> [HOW TO COMPLETE THIS TASK]:
Among the records that follow, find each line holding the word "nominator" and copy it.

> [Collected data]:

***

Issue #662, opened 2023-11-10
Release 0.27


Huang-Wei:
```[tasklist]
# Tasks
- [x] cut new branch https://github.com/kubernetes-sigs/scheduler-plugins/tree/release-1.27
- [x] https://github.com/kubernetes/test-infra/pull/31260
- [x] tag cutting: https://github.com/kubernetes-sigs/scheduler-plugins/releases/tag/v0.27.8
- [x] https://github.com/kubernetes/k8s.io/pull/6096
- [ ] #669
- [x] Release page: https://github.com/kubernetes-sigs/scheduler-plugins/releases/tag/v0.27.8
- [x] Announcement email sent to sig-scheduling mailing group: https://groups.google.com/g/kubernetes-sig-scheduling/c/BczC-5aAlOw/m/l3qSLDrFAAAJ
```

## Refs: 

- [release process](https://github.com/kubernetes-sigs/scheduler-plugins/blob/master/RELEASE.md)
- [🔒 staging images](https://console.cloud.google.com/gcr/images/k8s-staging-scheduler-plugins/GLOBAL/kube-scheduler?gcrImageListsize=30&pli=1)
- [testgrid:post-scheduler-plugins-push-images](https://testgrid.k8s.io/sig-scheduling#post-scheduler-plugins-push-images)

Fixes #651

tenzen-y:
Hi, @Huang-Wei. Thanks for moving this forward. I'm looking forward to the new release.
BTW, do you have any estimated day to cut a new release?

Huang-Wei:
@tenzen-y today I'm gonna raise a final PR to migrate the typed client usage in capacityscheduling pkg to controller-runtime. After this is done, I will get the new release cut. ETA is end of this week.

Thanks for the patience ;)

tenzen-y:
> @tenzen-y today I'm gonna raise a final PR to migrate the typed client usage in capacityscheduling pkg to controller-runtime. After this is done, I will get the new release cut. ETA is end of this week.
> 
> Thanks for the patience ;)

Thanks for your effort!

Huang-Wei:
@tenzen-y you're good to go use v0.27.8 release.

tenzen-y:
> @tenzen-y you're good to go use v0.27.8 release.

Thank you so much!

PR #670, opened 2023-11-17
bump k8s deps to v1.28.4

Huang-Wei:
#### What type of PR is this?

/kind cleanup

With completion of #662, we should bump k8s deps in `master` to v1.28.

Fixes #

```release-note
bump k8s deps to v1.28.4
```


Huang-Wei:
The CI failure is valid. It hits an issue/regression on [RunScorePlugins](https://github.com/kubernetes/kubernetes/blob/v1.28.4/pkg/scheduler/framework/runtime/framework.go#L1019) of upstream:

```go
numPlugins := len(f.scorePlugins) - state.SkipScorePlugins.Len()
```

If a plugin implements both PreScore and Score, numPlugins' could be negative if:

- **only** Score is disabled
- `Skip` is returned in PreScore

Huang-Wei:
cc @denkensk

Huang-Wei:
(@denkensk was in a business trip)

@ffromani @zwpaper could you help review this PR? we should get it to master as early as we can. 🙇‍♂️

cmd/scheduler/main_test.go
```diff
@@ -497,18 +497,18 @@ profiles:
...
+			name:            "single profile config - PodState - v1beta3",
 			flags:           []string{"--config", podStateConfigFile},
 			registryOptions: []app.Option{app.WithPlugin(podstate.Name, podstate.New)},
 			wantPlugins: map[string]*config.Plugins{
 				"default-scheduler": {
-					PreEnqueue: defaults.PluginsV1beta2.PreEnqueue,
-					QueueSort:  defaults.PluginsV1beta2.QueueSort,
-					Bind:       defaults.PluginsV1beta2.Bind,
-					PostFilter: defaults.PluginsV1beta2.PostFilter,
+					PreEnqueue: defaults.ExpandedPluginsV1beta3.PreEnqueue,
```
ffromani, line 505: why are we moving from `Plugins*` to `ExpandedPlugins*`? I see other occurrences in the old code, but still curious

Huang-Wei: v1beta2 was removed in 1.28, so we have to turn to v1beta3. While in v1beta3, the variable `defaults.PluginsV1beta3` refers to a special plugin list with `MultiPoint` extension point:

```go
var PluginsV1beta3 = &config.Plugins{
	MultiPoint: config.PluginSet{...}
}
```

 so we have to use `ExpandedPluginsV1beta3` instead.

test/util/fake.go
```diff
@@ -146,45 +167,54 @@ func (n *nominator) add(pi *framework.PodInfo, nominatingInfo *framework.Nominat
...
 	}
-	delete(n.nominatedPodToNode, p.UID)
+	delete(npm.nominatedPodToNode, p.UID)
 }
 
 // UpdateNominatedPod updates the <oldPod> with <newPod>.
-func (n *nominator) UpdateNominatedPod(oldPod *v1.Pod, newPodInfo *framework.PodInfo) {
-	n.Lock()
-	defer n.Unlock()
+func (npm *nominator) UpdateNominatedPod(logger klog.Logger, oldPod *v1.Pod, newPodInfo *framework.PodInfo) {
```
denkensk, line 211: Do we need to replace 'n' with 'npm'? I recall that 'npm' is an abbreviation for 'nominatePodMap '. or just copy from upstream？

Huang-Wei: I didn't notice that - just copied from upstream.

Huang-Wei:
Thanks @ffromani and @denkensk .

/unhold

cmd/scheduler/main_test.go
ffromani: thanks for the clarification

***

> [ANSWER SECTION]:
@@ -146,45 +167,54 @@ func (n *nominator) add(pi *framework.PodInfo, nominatingInfo *framework.Nominat
-func (n *nominator) UpdateNominatedPod(oldPod *v1.Pod, newPodInfo *framework.PodInfo) {
+func (npm *nominator) UpdateNominatedPod(logger klog.Logger, oldPod *v1.Pod, newPodInfo *framework.PodInfo) {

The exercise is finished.